» **Excerpted data**
Issue #90, opened 2015-04-10
Headings for groups


oysteins:
Can I specify the heading for a group in AutoDoc?

I have observed that if I create a group in AutoDoc using @BeginGroup and @EndGroup, then in the generated GAPDoc code, there is a single ManSection element containing all functions in the group, but with no Heading element.  GAPDoc then uses the name of the first function in the ManSection as heading for the section.  This is not always what I want.  My question is thus: Can I somehow get AutoDoc to insert a Heading element in the ManSection it generates for a group, containing some arbitrary text specified by me?

fingolfin:
@sebasguts Can you answer this?

sebasguts:
Currently this is not possible, but I noticed that GAPDoc is able to support this. Would it be a good idea to have a ```@GroupHead``` command for this? Maybe one does not want to have the name of the group inserted by default?

oysteins:
Yes, a `@GroupHead` command (which takes some text as argument and generates a `Heading` element containing this text) would resolve the issue.  Sorry for the very late reply.

PR #172, opened 2018-08-23
Add @GroupTitle and @GroupInitialArguments commands

gwhitney:
Previously, there was no way to modify the subsection heading of a Group, but
the documentation even stated "Note that it is currently not possible to give
a header to the Group in the manual..." Hence, the addition of a @GroupTitle
command to allow exactly that.

In addition, the functions in a Group often share an initial set of arguments,
and so this adds a @GroupInitialArguments command to allow such arguments to
be defined once for the declarations in a @BeginGroup/@EndGroup block.

Both commands are added to the documentation, with examples in the Grouping
section.

Resolves: #90. However, that issue called for the command to be called @GroupHead. I was not aware of the issue when writing this code; I chose @GroupTitle by analogy with @SectionTitle and @SubsectionTitle (as a Group is just a special kind of Subsection). Let me know if you would like a version of the pull request with the command changed to @GroupHead, or with just the group title command and not the inital arguments command, or both, and I would be happy to supply it.

### DIFF
--- a/doc/Comments.xml
+++ b/doc/Comments.xml
@@ -302,6 +302,25 @@ DeclareOperation( "GroupedOperation",
 ]]></Listing>
 </Subsection>
 
+<Subsection Label="@GroupTitle">
+<Index Key="@GroupTitle"><C>@GroupTitle</C></Index>
+<Heading>@GroupTitle <A>title</A></Heading>
+Sets the subsection heading for the current group to <A>title</A>. In the
+absence of any <C>@GroupTitle</C> command, the heading will be the name of the
+first entry in the group. See <Ref Sect="Groups" /> for more information.
+</Subsection>
+
+<Subsection Label="@GroupInitialArguments">
+<Index Key="@GroupInitialArgumentss"><C>@GroupInitialArguments</C></Index>
+<Heading>@GroupInitialArguments <A>args</A></Heading>
+Sets the common initial arguments for the entries in the current group to be
+<A>args</A>. The argument list for any function subsequently added to the
+group without any args specified will be <A>args</A>, and <A>args</A> will be
+prepended to any arguments specified for a particular function. The setting is
+cleared by an <C>@EndGroup</C> command. See <Ref Sect="Groups" /> for more
+information.
+</Subsection>
+
 <Subsection Label="@Level">
 <Index Key="@Level"><C>@Level</C></Index>
 <Heading>@Level <A>lvl</A></Heading>
@@ -556,8 +575,9 @@ a function, operation, etc., it is possible to group them into suitable chunks.
 This can be particularly useful if there are several definitions of an operation
 with several different argument types, all doing more or less the same to the arguments.
 Then their manual items can be grouped, sharing the same description and return type information.
-Note that it is currently not possible to give a header to the Group in the manual,
-but the generated ManItem heading of the first entry will be used.
+You can give a heading to the Group in the manual with the <C>@GroupTitle</C>
+command; if that is not supplied, then the generated ManItem heading of the
+first entry will be used as the heading.
 <P/>
 
 Note that group names are globally unique throughout the whole manual.
@@ -570,9 +590,19 @@ same group name, in different places, and these all will refer to the same group
 Moreover, this means that you can add items to a group via the <C>@Group</C> command
 in the &AutoDoc; comment of an arbitrary declaration, at any time.
 
+<P/>
+Since often the functions in a Group share common initial arguments, you can
+set a list of common arguments to be prepended to all declarations within a
+given <C>@BeginGroup/@EndGroup</C> pair with the <C>@GroupInitialArguments</C>
+command.
+
+<P/>
+
 The following code
 <Listing><![CDATA[
 #! @BeginGroup Group1
+#! @GroupTitle A family of operations
+#! @GroupInitialArguments order
 
 #! @Description
 #!  First sentence.
@@ -580,6 +610,7 @@ DeclareOperation( "FirstOperation", [ IsInt ] );
 
 #! @Description
 #!  Second sentence.
+#! @Arguments ambient_group 
 DeclareOperation( "SecondOperation", [ IsInt, IsGroup ] );
 
 #! @EndGroup
@@ -595,8 +626,9 @@ KeyDependentOperation( "ThirdOperation", IsGroup, IsInt, "prime );
 produces the following:
 
 <ManSection Label="Group1">
-  <Oper Arg="arg" Name="FirstOperation" Label="for IsInt"/>
-  <Oper Arg="arg1,arg2" Name="SecondOperation" Label="for IsInt, IsGroup"/>
+  <Heading>A family of operations</Heading>
+  <Oper Arg="order" Name="FirstOperation" Label="for IsInt"/>
+  <Oper Arg="order,ambient_group" Name="SecondOperation" Label="for IsInt, IsGroup"/>
   <Oper Arg="arg1,arg2" Name="ThirdOperation" Label="for IsGroup, IsInt"/>
  <Returns></Returns>
  <Description>
--- a/gap/DocumentationTree.gi
+++ b/gap/DocumentationTree.gi
@@ -623,10 +623,15 @@ end );
 ##
 InstallMethod( WriteDocumentation, [ IsTreeForDocumentationNodeForGroupRep, IsStream ],
   function( node, filestream )
+    local head;
     if node!.level > ValueOption( "level_value" ) then
         return;
     fi;
-    AutoDoc_WriteDocEntry( filestream, node!.content );
+    head := fail;
+    if IsBound( node!.title_string ) then
+        head := node!.title_string;
+    fi;
+    AutoDoc_WriteDocEntry( filestream, node!.content, head );
 end );
 
 ##
--- a/gap/Parser.gi
+++ b/gap/Parser.gi
@@ -77,7 +77,11 @@ InstallGlobalFunction( AutoDoc_Type_Of_Item,
         entries := [ "Func", "global_functions" ];
         has_filters := "No";
         if not IsBound( item_rec!.arguments ) then
-            item_rec!.arguments := "arg";
+            if IsBound( item_rec!.initial_args ) then
+                item_rec!.arguments := item_rec!.initial_args;
+            else
+                item_rec!.arguments := "arg";
+            fi;
         fi;
     elif PositionSublist( type, "DeclareGlobalVariable" ) <> fail then
         entries := [ "Var", "global_variables" ];
@@ -116,7 +120,7 @@ InstallGlobalFunction( AutoDoc_Parser_ReadFiles,
   function( filename_list, tree, default_chapter_data )
     local current_item, flush_and_recover, chapter_info, current_string_list,
           Scan_for_Declaration_part, flush_and_prepare_for_item, current_line, filestream,
-          level_scope, scope_group, read_example, command_function_record, autodoc_read_line,
+          level_scope, scope_group, scope_initial_args, read_example, command_function_record, autodoc_read_line,
           current_command, was_declaration, filename, system_scope, groupnumber, chunk_list, rest_of_file_skipped,
           context_stack, new_man_item, add_man_item, Reset, read_code, title_item, title_item_list, plain_text_mode,
           current_line_unedited,
@@ -158,6 +162,9 @@ InstallGlobalFunction( AutoDoc_Parser_ReadFiles,
         fi;
         if IsBound( scope_group ) then
             SetGroupName( man_item, scope_group );
+        fi;
+        if IsBound( scope_initial_args ) then
+            man_item!.initial_args := scope_initial_args;
         fi;
         man_item!.chapter_info := ShallowCopy( chapter_info );
         man_item!.tester_names := fail;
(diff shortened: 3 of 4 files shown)


gap/ToolFunctions.gi
```diff
@@ -25,7 +25,7 @@ end );
 
 ##
 InstallGlobalFunction( AutoDoc_WriteDocEntry,
-  function( filestream, list_of_records )
+  function( filestream, list_of_records, maybe_heading... )
```
fingolfin: I don't like having `maybe_heading` an optional argument. Just change `maybe_heading...` to `heading`.

gap/ToolFunctions.gi
```diff
@@ -78,7 +78,15 @@ InstallGlobalFunction( AutoDoc_WriteDocEntry,
...
     AppendTo( filestream, ">\n" );
 
-    # Function heades
+    # Next possibly the heading for the entry
+    if Length( maybe_heading ) > 0 then
+        maybe_heading := maybe_heading[ 1 ];
+        if IsString( maybe_heading ) then
+            AppendTo( filestream, "<Heading>", maybe_heading, "</Heading>\n" );
+        fi;
+    fi;
```
fingolfin: With the change to `heading`, this could be replaced by
```gap
if IsString( heading ) then
  AppendTo( filestream, "<Heading>", heading, "</Heading>\n" );
fi;
```

gap/DocumentationTree.gi
```diff
@@ -623,10 +623,15 @@ end );
...
+    local head;
     if node!.level > ValueOption( "level_value" ) then
         return;
     fi;
-    AutoDoc_WriteDocEntry( filestream, node!.content );
+    head := fail;
+    if IsBound( node!.title_string ) then
+        head := node!.title_string;
+    fi;
+    AutoDoc_WriteDocEntry( filestream, node!.content, head );
```
fingolfin: Please rename `head` to `heading`.

doc/Comments.xml
```diff
@@ -302,6 +302,25 @@ DeclareOperation( "GroupedOperation",
 ]]></Listing>
 </Subsection>
 
+<Subsection Label="@GroupTitle">
+<Index Key="@GroupTitle"><C>@GroupTitle</C></Index>
+<Heading>@GroupTitle <A>title</A></Heading>
+Sets the subsection heading for the current group to <A>title</A>. In the
+absence of any <C>@GroupTitle</C> command, the heading will be the name of the
+first entry in the group. See <Ref Sect="Groups" /> for more information.
```
fingolfin: `@GroupTitle` seems like a sensible addition to me.

doc/Comments.xml
```diff
@@ -302,6 +302,25 @@ DeclareOperation( "GroupedOperation",
...
+</Subsection>
+
+<Subsection Label="@GroupInitialArguments">
+<Index Key="@GroupInitialArgumentss"><C>@GroupInitialArguments</C></Index>
```
fingolfin: Typo: `GroupInitialArgumentss` with double s

doc/Comments.xml
```diff
@@ -302,6 +302,25 @@ DeclareOperation( "GroupedOperation",
...
+<Heading>@GroupInitialArguments <A>args</A></Heading>
+Sets the common initial arguments for the entries in the current group to be
+<A>args</A>. The argument list for any function subsequently added to the
+group without any args specified will be <A>args</A>, and <A>args</A> will be
+prepended to any arguments specified for a particular function. The setting is
+cleared by an <C>@EndGroup</C> command. See <Ref Sect="Groups" /> for more
+information.
```
fingolfin: I don't like `@GroupInitialArguments` at all. It makes information non-local: with it, when reading a function's AutoDoc comment, I must be aware of whether it is inside a group, and whether a `@GroupInitialArguments` was specified or not.

This does not seem to justify the (IMHO very minor, if at all) "savings" provided by it. It's not that difficult to repeat the string `order, ` two or three times (it won't be more in general).

doc/Comments.xml
```diff
@@ -556,8 +575,9 @@ a function, operation, etc., it is possible to group them into suitable chunks.
 This can be particularly useful if there are several definitions of an operation
 with several different argument types, all doing more or less the same to the arguments.
 Then their manual items can be grouped, sharing the same description and return type information.
-Note that it is currently not possible to give a header to the Group in the manual,
-but the generated ManItem heading of the first entry will be used.
+You can give a heading to the Group in the manual with the <C>@GroupTitle</C>
```
fingolfin: Group -> group (yes, this was misspelled before.

doc/Comments.xml
```diff
@@ -556,8 +575,9 @@ a function, operation, etc., it is possible to group them into suitable chunks.
...
+command; if that is not supplied, then the generated ManItem heading of the
```
fingolfin: `ManItem` is also bad here, and should not be used -- but of course it was here before, so I do not expect you to fix it (rather, I expect me or @sebasguts to fix it)

fingolfin:
Oh and of course a test case would be great for this -- for that, you'll have to rebase on the latest master. It shouldn't be that hard:
```bash
git checkout master
git pull
git checkout NAME_OF_THIS_BRANCH
git rebase master
```
If anything goes wrong, you can always `git rebase --abort`

fingolfin:
Just to clarify re: tests: first off, this changes here will of course affect the `dogfood.tst`, so that's one reason we need a rebase.

Secondly, of course `@GroupTitle` will get tested because it is used in the manual, hence `dogfood.tst` will test it. But now we lack a test for `@Group` *without* a @GroupName`. So I think we really want a set of tests (say via worksheets in `tst`) that test every single feature of AutoDoc, in various combinations.

But of course none of that is relevant for *this* PR -- I only mention it as a reminder to self for future work.

doc/Comments.xml
sebasguts: Why do you think this is bad? `ManItem` is a special kind of subsection in GAPDoc, which does not need to have a heading, but will create one. What would you suggest?

sebasguts:
As @fingolfin pointed out, `@GroupTitle` is very useful and was probably long overdue, thank you very much.
But I have also concerns the initial arguments are very useful. It makes reading the docs in the source code harder (that's whereI read documentations most of the time and I would guess many people do the same), and it serves no immediate benefit.
In some sense one could think about an API to extend the AutoDoc Syntax sensibly, but I am not sure if that is so easy.

doc/Comments.xml
fingolfin: First off, it should at the very least be typeset with `<C>` or so -- better would be a Ref to the relevant GAPDoc manual entry, though.

But really, why is a technical term from GAPDoc used to explain things here? In order to understand this, now one needs to be familiar with both AutoDoc and GAPDoc, *and* how the conversion from one to the other works exactly.

It would be much better if the AutoDoc explanation was self-contained. Perhaps in the future, we do not just output GAPDoc, but also some other format?

At the same time, it can be useful to document how certain AutoDoc constructs translate to GAPDoc. But IMHO this should be separate (say, in a separate paragraph). And then for more (ideally all) AutoDoc, not just a random (?) aubset

sebasguts: Yep, you are right, it is probably bad to refer to GAPDoc internals (probably out of laziness here). Anyway, as you stated, I should probably fix this myself, so this should not block this PR.

gwhitney:
My apologies for being a bit slow in responding to all of your great feedback/requests for changes to PRs; the semester has started, and so demands of teaching have given me less time for these matters. But they are high on my list and I will tend to all of them as soon as I possibly can.  But I wanted quickly to show my exact use case for the initial arguments command for the actual package I am working on, which is an evolution of the RIG almost-but-not-quite official package for racks in gap, trying to bring it up to generally accepted GAP standards in terms of data structures, interfaces, and documentation, while improving speed/correctness of several of its algorithms.

Anyhow, in the documentation, I use Groups extensively for collections of very similar functions that differ only in the algebraic category they concern, e.g:

```
#! @BeginGroup basic_constructors
#! @GroupTitle Basic constructors (from generators)
#! @Description These are the fundamental constructors of these
#!   categories. They produce the closure of the specified <A>generators</A>,
#!   which are considered to be of the given <A>family</A>, under both the
#!   binary operation of the magma, which is always considered to be * in
#!   &RAQ;, and the quotient on the specified side. (If
#!   <A>family</A> is omitted, these functions attempt to infer it from the
#!   <A>generators</A>; if there are no <A>generators</A> then the
#!   <A>family</A> must be specified, and note that the resulting magma will
#!   be empty.) The resulting magma must satisfy the defining
#!   characteristics of the respective category: for the quasigroups, all
#!   quotients on the specified side must exist; racks must also satisfy the
#!   appropriate self-distributive law; and quandles must also have every
#!   element idempotent.
#! @Returns a magma of the designated category
#! @GroupInitialArguments [family], [generators]
DeclareGlobalFunction("LeftQuasigroup");
DeclareGlobalFunction("LeftRack");
DeclareGlobalFunction("LeftQuandle");
DeclareGlobalFunction("RightQuasigroup");
DeclareGlobalFunction("RightRack");
DeclareGlobalFunction("RightQuandle");
#! @EndGroup
```
To me, specifying `@Arguments` repeatedly and identically for each of these functions is not only tedious, it violates the DRY (Don't Repeat Yourself) principle fairly egregiously: all of these functions are naturally going to have the same arguments, and if it turns out that in the future one needs to add, say, a "relations" argument giving additional relations on the generators (yes, that's a made-up, unlikely eventuality, but who knows what will come up) it will surely be added to all of them. In fact, when I first started using AutoDoc, I was astonished that `@Arguments` didn't apply to the entire group the way `@Returns` does. Then, of course, I encountered the "other" use case for Group, which is a bunch of functions that produce nearly identical output but from _different_ inputs.  (And moreover, note there have been comments here that in some cases people want _different_ `@Returns` for different members of a group.) But for this use case, which I think is an important use of Groups, I essentially "need" some way of specifying the arguments in a single place. 

I don't understand the "non-locality" argument against a common arguments-setter, in light of the fact that is exactly how `@Returns` currently behaves with groups.

In some sense, at issue is the asymmetry between `@Arguments` and `@Returns` for Groups -- given the different use cases, there is not (to me) any strong argument for that asymmetry.

I considered only implementing a  `@GroupArguments` command that would set and mandate the arguments for all members of a group, but as I was implementing it, it was just as easy to make the initial arguments version, which was more flexible -- I could imagine a use case in which one of the variants did have an additional argument special to it, so  it seemed I might as well. There's nothing compelling the use of `@GroupInitialArguments`, so anyone concerned about the non-locality (or with other concerns) could simply avoid it and write out all of the arguments.

But I would argue that the documentation for the rack/quandle package has a very strong need for a command that sets the arguments once for the whole group, and that the non-parallelism of `@Arguments` and `@Returns` is unmotivated. 

Please provide an acceptable design/spec for a command that allows arguments to be set once for an entire group. It's quite important to my project, and so I am happy to implement whatever spec you find reasonable.  Two possibilities other than what I proposed in this pull request (but I am open to anything you decide would be best):

- `@GroupArguments` sets the arguments once and for all for a group, and mixing of `@Arguments` and `@GroupArguments` is an error
- `@GroupArgumentsDefault` sets the arguments for any member of a group that does not have its own `@Arguments` command; any member that does ignores the `@GroupArgumentsDefault`.

If it would improve acceptability, in any design you pick I would be happy to make the `@Returns` design completely parallel: `@GroupInitialReturns` specifies a prefix of the returns text for the group, which individual `@Returns` can add to, or `@GroupReturns` acts basically like `@Returns` does now and it is illegal to mix it with individual `@Returns`, or `@GroupReturnsDefault` sets an overall returns that can be overridden in specific members of the group with `@Returns`. Or I am happy to leave `@Returns` entirely alone, as I did in the original PR.

Please help me find a path to a common argument declaration for a whole group; I use it numerous times in the the documentation for this racks package, and I think it makes the documentation in the source code much _more_ readable. Thank you.

gap/DocumentationTree.gi
```diff
@@ -623,10 +623,15 @@ end );
 ##
 InstallMethod( WriteDocumentation, [ IsTreeForDocumentationNodeForGroupRep, IsStream ],
   function( node, filestream )
+    local head;
```
fingolfin:
```suggestion
    local heading;
```

gap/DocumentationTree.gi
```diff
@@ -623,10 +623,15 @@ end );
...
     if node!.level > ValueOption( "level_value" ) then
         return;
     fi;
-    AutoDoc_WriteDocEntry( filestream, node!.content );
+    head := fail;
```
fingolfin:
```suggestion
    heading := fail;
```

gap/DocumentationTree.gi
```diff
@@ -623,10 +623,15 @@ end );
...
+    if IsBound( node!.title_string ) then
+        head := node!.title_string;
```
fingolfin:
```suggestion
        heading := node!.title_string;
```

gap/DocumentationTree.gi
fingolfin:
```suggestion
    AutoDoc_WriteDocEntry( filestream, node!.content, heading );
```

gap/Parser.gi
```diff
@@ -593,6 +617,28 @@ InstallGlobalFunction( AutoDoc_Parser_ReadFiles,
...
+                ErrorWithPos( "found @GroupTitle with no Group set" );
+            fi;
+            group_name := GroupName( current_item );
+            chap_info := fail;
+            if HasChapterInfo( current_item ) then
+                chap_info := ChapterInfo( current_item );
+            elif IsBound( current_item!.chapter_info ) then
+                chap_info := current_item!.chapter_info;
+            fi;
+            if (chap_info = fail or chap_info = [ ]) then
```
fingolfin:
```suggestion
            if chap_info = fail or chap_info = [ ] then
```

gap/ToolFunctions.gi
fingolfin: To be clearer: I suggest to change this to this:
```suggestion
  function( filestream, list_of_records, heading )
```
Then callers should either pass a string for `heading`, or something else, like `fail`, to indicate no heading is desired. That'll make the code a bit simpler, I'd say.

» **Exercise brief**
Copy out all the lines of the records that include "anything".

» **Task output**
If anything goes wrong, you can always `git rebase --abort`
Please provide an acceptable design/spec for a command that allows arguments to be set once for an entire group. It's quite important to my project, and so I am happy to implement whatever spec you find reasonable.  Two possibilities other than what I proposed in this pull request (but I am open to anything you decide would be best):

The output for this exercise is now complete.